Records drawn from a dataset
######
PR #1825, opened 2020-12-15
Add pytest based nodetest

chris-sanders:
This brings install and upgrade testing up to parity with the bash based
version. Reorganize the testnode code into a module instead of
one large file. Finally fixed linting as well.

### DIFF
--- a/.gitignore
+++ b/.gitignore
@@ -15,3 +15,5 @@ tests/__pycache__
 /installer/**/__pycache__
######
(Exercise description): The data is to be given again in full, with every line exact.

(Your response):
PR #1825, opened 2020-12-15
Add pytest based nodetest

chris-sanders:
This brings install and upgrade testing up to parity with the bash based
version. Reorganize the testnode code into a module instead of
one large file. Finally fixed linting as well.

### DIFF
--- a/.gitignore
+++ b/.gitignore
@@ -15,3 +15,5 @@ tests/__pycache__
 /installer/**/__pycache__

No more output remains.